South Africa would host a damn good RWC in my opinion. We have the fans like few other places, and we have the stadia too.


----------



## chibimatty (Oct 6, 2010)

GanEden said:


> WHERE'S THE WHO CARES OPTION? Why are we so concerned about a two bit bore-a-thon of a sport that will always live in the HUGE shadow of soccer????





RobH said:


> Did the ever-so-complicated thread title confuse confuse you?
> 
> If you don't care don't come into the thread. Simples. hno:


Now now, Rob, the poor guy's a soccer fan, he probably DID have trouble reading the thread title. They're not known for their education. :lol:


----------



## bicho84 (Oct 13, 2009)

how about a Georgia or Romania? Rugby growing rapidli in both countries.


----------



## lwa (Aug 2, 2010)

bicho84 said:


> how about a Georgia or Romania? Rugby growing rapidli in both countries.

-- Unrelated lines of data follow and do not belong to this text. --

PR #865, opened 2018-03-08
add partial rao-blackwellization to trace_elbo

martinjankowiak:
a coarser level of rao-blackwellization than the one in tracegraph_elbo, namely the one that obtains from only taking advantage of some iarange info

PR #867, opened 2018-03-08
Implement MultiFrameTensor data structure for Trace*_ELBO

fritzo:
This implements a `MultiFrameTensor` data structure for internal use by `Trace*_ELBO` implementations. This will replace `MultiViewTensor` in the more flexible `iarange` setting since #863.

## Tasks

- [x] Allocate `iarange` dims at the first `__enter__()` rather than later at each `pyro.sample()` statement. This is needed so that iarange `CondIndepStackFrame`s always have their `.dim` field set (no more 'auto').
- [x] Implement `MulitFrameTensor` keyed on `cond_indep_stack` tuples.
- [x] Add unit tests.
- [x] Integrate into `TraceGraph_ELBO`. 
- #865 Integrate into `Trace_ELBO`.

Pair coded by @fritzo and @martinjankowiak.

### DIFF
--- a/pyro/__init__.py
+++ b/pyro/__init__.py
@@ -13,7 +13,8 @@ import pyro.poutine as poutine
 from pyro.distributions.distribution import Distribution
 from pyro.params import _MODULE_NAMESPACE_DIVIDER, _PYRO_PARAM_STORE, param_with_module_name
 from pyro.poutine import _PYRO_STACK, condition, do  # noqa: F401
-from pyro.util import apply_stack, deep_getattr, get_tensor_data, ones, set_rng_seed, zeros, am_i_wrapped  # noqa: F401
+from pyro.poutine.indep_poutine import _DIM_ALLOCATOR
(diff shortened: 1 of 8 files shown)


martinjankowiak:
@fritzo yup. i can integrate into trace_elbo too (to replace #865). added a task accordingly

pyro/__init__.py
```diff
@@ -164,6 +164,53 @@ def _subsample(name, size=None, subsample_size=None, subsample=None, use_cuda=No
...
+        """
+        Free a dimension.
+        """
+        assert self._stack[-1 - dim] == name
+        self._stack[-1 - dim] = None
+        while self._stack and self._stack[-1] is None:
+            self._stack.pop()
+
+
+_DIM_ALLOCATOR = _DimAllocator()
```
fritzo: @eb8680 I'm a little uncomfortable introducing this extra bit of global state (with lifetime similar to `_PYRO_STACK`). Do you see any clean alternatives?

As much as I would like to see the RWC going to an emerging nation, there are 2 big stumbling blocks with that idea.

Firstly, neither country really has the infrastructure required to host a RWC. (time for that to change though, I suppose)

and Secondly, it would be a big risk. I have no doubt about Gerogia's passion for their national side (60,000 at a ENC match confirms that), but is there the interest to bring in the numbers France did in 2007, or England will in 2015? Bear in mind the IRB are already taking a similar risk 4 years earlier with Japan - I can't see another country outside the top 10 hosting it until 2027 at the earliest (aside from maybe a couple of games)

The above is especially true when there are relativly safe options while still taking the tournament outside the traditional powerhouses (Italy for example - growing support among Italians, and easy to get to for the other 6 Nations countries)


(And I would argue Russia is a better bet for an eastern europe RWC anyway)


----------



## CharlieP (Sep 12, 2002)

chibimatty said:


> Now now, Rob, the poor guy's a soccer fan, he probably DID have trouble reading the thread title. They're not known for their education. :lol:


He's actually a rugby league troll.


----------



## TEBC (Dec 26, 2004)

SA for 2023 and Argentina for 2027


----------



## Danis (Sep 28, 2011)

JimB said:


> I very much doubt that anything is decided on the basis of hemisphere.
> 
> More than likely that, after Japan, the RWC will return to Europe. That's where rugby has its largest supporter base. So, if the IRB are keen to take the tournament to a new host, Italy would be the obvious choice.
> 
> Otherwise, Argentina would be a good call. Best rugby playing nation never to have hosted the World Cup.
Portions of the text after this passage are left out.